Quem senta no Divã de hoje é a Ângela Lima*.
“Eu tenho aula com um professor que assedia mulheres. Eu tenho aula com um professor que assedia mulheres. Achei importante dizer mais uma vez. A aula é bem bem ruim. Patética, na verdade. São duas horas por semana ouvindo sobre como sua carreira foi incrível. E, toda vez que olho pra ele, qualquer que seja o contexto, a primeira coisa que penso é: ele assedia mulheres.
Não nos basta não ser reconhecidas, receber salários menores, ter uma de nós estuprada a cada 11 minutos e ser oprimidas em todas as esferas existentes.
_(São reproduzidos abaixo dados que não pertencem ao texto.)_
PR #8592, opened 2016-07-26
klient: migrate dev->prod a klient connected to prod kontrol

rjeczalik:

PR #8658, opened 2016-07-29
klient: migrate dev->prod a klient connected to prod kontrol

rjeczalik:
resent https://github.com/koding/koding/pull/8592


leeola:
LGTM

PR #8659, opened 2016-07-31
Loading animation should be displayed until the KD script is loaded on Koding Utilities page

### LINKED ISSUE #8528: Loading animation should be displayed until the KD script is loaded on Koding Utilities page.
gif
http://recordit.co/vJGGEDh8Gz

hakankaradis:
fixes #8528 
http://recordit.co/x45lIUCmyP
tested with firefox and chrome


client/home/lib/utilities/components/kdcli/container.coffee
```diff
@@ -1,40 +1,28 @@
...
-      else
-        if globals.config.environment in ['dev', 'default', 'sandbox']
-          "export KONTROLURL=#{KodingKontrol.getKontrolUrl()}; curl -sL https://sandbox.kodi.ng/c/d/kd | bash -s #{token}"
-        else "curl -sL https://kodi.ng/c/p/kd | bash -s #{token}"
+    super props
 
-      @setState
-        key : key
-        cmd : cmd
+    @state=
```
usirin: one space before `equal` sign

client/app/lib/components/reactspinner/index.coffee
```diff
@@ -0,0 +1,7 @@
+kd = require 'kd'
+React = require 'kd-react'
+Spinner = require 'react-spinner'
+
+module.exports = class ReactSpinner extends React.Component
```
usirin: Let's rename this component to `Spinner`

client/app/lib/flux/teams/actions.coffee
```diff
@@ -347,6 +348,21 @@ fetchCurrentStateOfApiAccess = ->
   state = team.isApiEnabled is yes
   reactor.dispatch actions.SET_API_ACCESS_STATE, { state }
 
+fetchOtaToken = ->
```
usirin: `loadOtaToken`

gokmen: we need to write this down into somewhere because I'm seeing it's mixed in this file already. https://github.com/koding/koding/pull/8659/files#diff-a4b7c9664d2e74d36a97a8137571b70eR390 Btw, I agree with `loadOtaToken` for this case, because even it's fetching something it's main purpose here to load some state into some store, we're not actually using this method to fetch the data.

usirin: We talked the exact same thing and decided to make all the functions renamed to `load` prefix instead of `fetch` prefix. We will do it in another PR.

PR #8660, opened 2016-07-31
klient: lazy heartbeats

rjeczalik:
This PR makes vagrant.\* commands start sending heartbeats after
the vagrant command execution is successful (in progress).

Also fixes a bug, when heartbeats were stopped right after early return
of the async watchCommand func.

/cc @cihangir


leeola:
LGTM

Também somos obrigadas a conviver diariamente com nossos próprios agressores.
Mas ter aula com este professor não é o que mais me incomoda.
Das 30 pessoas em minha turma, apenas 10 são homens. Um terço. Quando o cara que assedia mulheres se tornou nosso professor, eu ouvi de um amigo: ‘Quem sabe a aula é boa? Acho que pra tornar essa experiência menos dolorosa a gente tem que separar o pessoal do profissional.’
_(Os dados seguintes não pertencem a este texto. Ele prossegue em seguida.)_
PR #8669, opened 2016-08-01
terraformer: use configured secret key

rjeczalik:


config/credentials.default.coffee
```diff
@@ -1,3 +1,5 @@
+secret = () -> Math.random().toString(36).slice(-16)
```
cihangir: it is better have this secret a fixed string, since each call the configure will result in different keys for "secrets" and that could break clustering of kite-user services, since each one will have diff secret for jwt

rjeczalik: the rationale for this is that this secrets should be different for different open-source users, so one user won't be able to access different user kloud / terraformer services with default configuration - so it's safe by default; if someone wanted to have it fixed - one would provide his own config

wdyt?

rjeczalik: the rationale for this is that this secrets should be different for different open-source users, so one user won't be able to access different user kloud / terraformer services with default configuration - so it's safe by default; if someone wanted to have it fixed - one would provide his own config

wdyt?

szkl: Let's write it into `generated/` directory.

cihangir: Since credentials.default.coffee would be editted by deployers, i dont think it is necessary and we dont need to worry about. With the same logic, we would need to generate each credential (postgres, mongo username/pass etc) for each deployment. Our default credential config is not safe by default like every other default config.

config/credentials.default.coffee
```diff
@@ -1,6 +1,33 @@
+generate = () -> Math.random().toString(36).slice(-16)
+
+readOrGenerateSecrets = (file) ->
+  fs = require('fs')
+  secrets = {}
+
+  if fs.exists(file)
```
cihangir: prob you wanted to use fs.existsSync

rjeczalik: done

config/credentials.default.coffee
```diff
@@ -1,6 +1,33 @@
...
+      throw err unless err.code is 'EEXIST'
+
+    fs.writeFileSync(file, JSON.stringify(secrets))
+
+  return secrets
+
 module.exports = (options) ->
   kiteHome = "$KONFIG_PROJECTROOT/generated/kite_home/koding"
 
+  secrets = readOrGenerateSecrets("./generated/secrets.json")
```
szkl: I think secrets file should be placed in `../generated`.

rjeczalik: it's relative to PWD when `./configure` was called, using `../generated` would create that dir outside the repo

rjeczalik: changed require -> readFileSync, now it's relative to CWD which is always top level dir of the repo

config/credentials.default.coffee
cihangir: I would vote for removing since deployers will need to manage two files for configuration of their deployment. But if majority of the votes say "lets have it" i would want it to be moved to main.default.coffee and have them passed with `options` into credential.dev.coffee

On the other hand we could make credentials.* files configurable easily since `./configure` passes all command line options to downstream

config/credentials.default.coffee
rjeczalik: I dropped the patch.

config/credentials.default.coffee
rjeczalik: @cihangir Ok, so let's do one thing at once - this PR fixes terraformer, the secret generation we can track in https://github.com/koding/koding/issues/8672.

I've removed the generation from this PR.

Issue #8687, opened 2016-08-02
Replace Nuclear.js with Redux


usirin:
Since we are going through a cleaning phase after solo reduction, it's the best time to make this switch. 
- [x] Introduce redux to clientside. (#8688)
- [ ] Replace all `nuclear-js` modules with [`redux` modules](https://github.com/erikras/ducks-modular-redux).
- [ ] Do not write any more `nuclear-js` code, instead create a redux module.
- [ ] Restructure all global state we are using in clientside into different modules so that those can be part of the `redux` store.
##

PR #8688, opened 2016-08-02
Introduce Redux

usirin:
This PR only introduces the `store` singleton (which is a redux store).

No functionality improvements will be introduced with this PR.


usirin:
Completes the first item in #8687

gokmen:
@usirin I've merged this in missed the `wip` flag, we can revert it if needed but it seems it's ok to keep it as is for now.

gokmen:
@usirin reverted, there was a weird compile issue on client. we can look at that together.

Semanas depois, o mesmo amigo disse algo amigável sobre ele. Amigável. Ele disse algo amigável sobre um professor que assedia mulheres. Não lembro a frase, mas lembro perfeitamente como meus braços tremeram, meu estômago mexeu e um impulso de gritar subiu do meu peito para minha garganta. O nome disso é raiva.
Eu falei o quanto era agressivo ouvir isso, ele me disse mais uma vez que ‘devemos separar a privada da pessoa do profissional.’
Se trata de um professor que assedia mulheres, eu só não consigo esquecer esse ‘detalhe’. Eu não consigo separar um assediador de seu trabalho. E eu tenho raiva de quem consegue. Porque pra mim, mulher, estudante, feminista, sequer pensar na hipótese de separar o pessoal do profissional dói. E dói muito.
Eu não quero fazer isso e não quero que ninguém no mundo faça.
O que mais existe são homens que assediam, que estupram, que agridem, que contribuem para que a vida de mulheres seja um inferno, mas são ‘ótimos profissionais’. E o mundo olha para essas caras dia após dia e continua enaltecendo-os. Dizendo o quão geniais são, o quanto suas obras são incríveis. E as mulheres que foram assediadas, estupradas, agredidas, tiveram a vida transformada em um inferno, são esquecidas.
Naquela noite, meu amigo me dizia como para ele era impossível sequer pensar em condenar o trabalho de um cara pela sua pessoa, “então se um homem faz uma coisa errada eu não posso gostar de nenhum texto que ele escreveu ou filme que fez?”. Ouvi essas perguntas como se eu fosse a pessoa mais louca que já existiu.
Ele continuava tentando me explicar como se sentia, e como para ele isso era irracional, e prejudicial, e não fazia nem um sentido. E quanto mais eu escutava com mais raiva eu ficava. Eu fico tão enfurecida com essa fala. Eu me sinto pessoalmente ofendida.
É um homem que assedia mulheres.
Isso deveria vir antes de qualquer coisa. Sempre. E na minha mente é extremamente injusto que ele não consiga pensar assim, como eu. Eu sei que ele é não é mulher. Eu sei que quando anda na rua à noite ele não sente medo de ter seu corpo violado. Eu sei que quando olha nos olhos de um assediador não sente o mesmo que sinto.
Mas o fato de ele não conseguir repudiar automaticamente o trabalho de um cara que assediou uma mulher me deixa furiosa. Eu não consigo nem pensar em tentar entendê-lo. Isso pra mim parece algo tão injusto e tão agressivo que eu não quero entender. Eu não quero entender como ele se sente. Eu não quero ter que continuar ouvindo.
Homens recebem um passe livre para serem assediadores porque sabem que socialmente suas obras continuarão sendo bem vistas. Mulheres não têm essa sorte. Quando se trata de produções do gênero feminino a primeira coisa a ser feita é vasculhar o privado de cada uma, procurar um erro, um detalhe.
Durante toda minha vida eu tentei pensar de outro modo, entender outra realidade, ter empatia por diferentes aflições. Mas, pela primeira vez, não quero entender o sentimento de alguém. Por que é muito, muito doloroso.
Foi naquela noite que eu senti na pele a desigualdade de gêneros. A incapacidade dele de entender algo que pra mim é tão forte e tão vivo nunca poderia conviver pacificamente com a minha rejeição em ter empatia. Isso é desigualdade. É sentir o mundo de outra forma e nunca ser capaz de compreender o seu oposto.
Eu não quero justificativas. Não quero explicações. E não quero separar a vida privada de um homem de sua profissão. Nunca.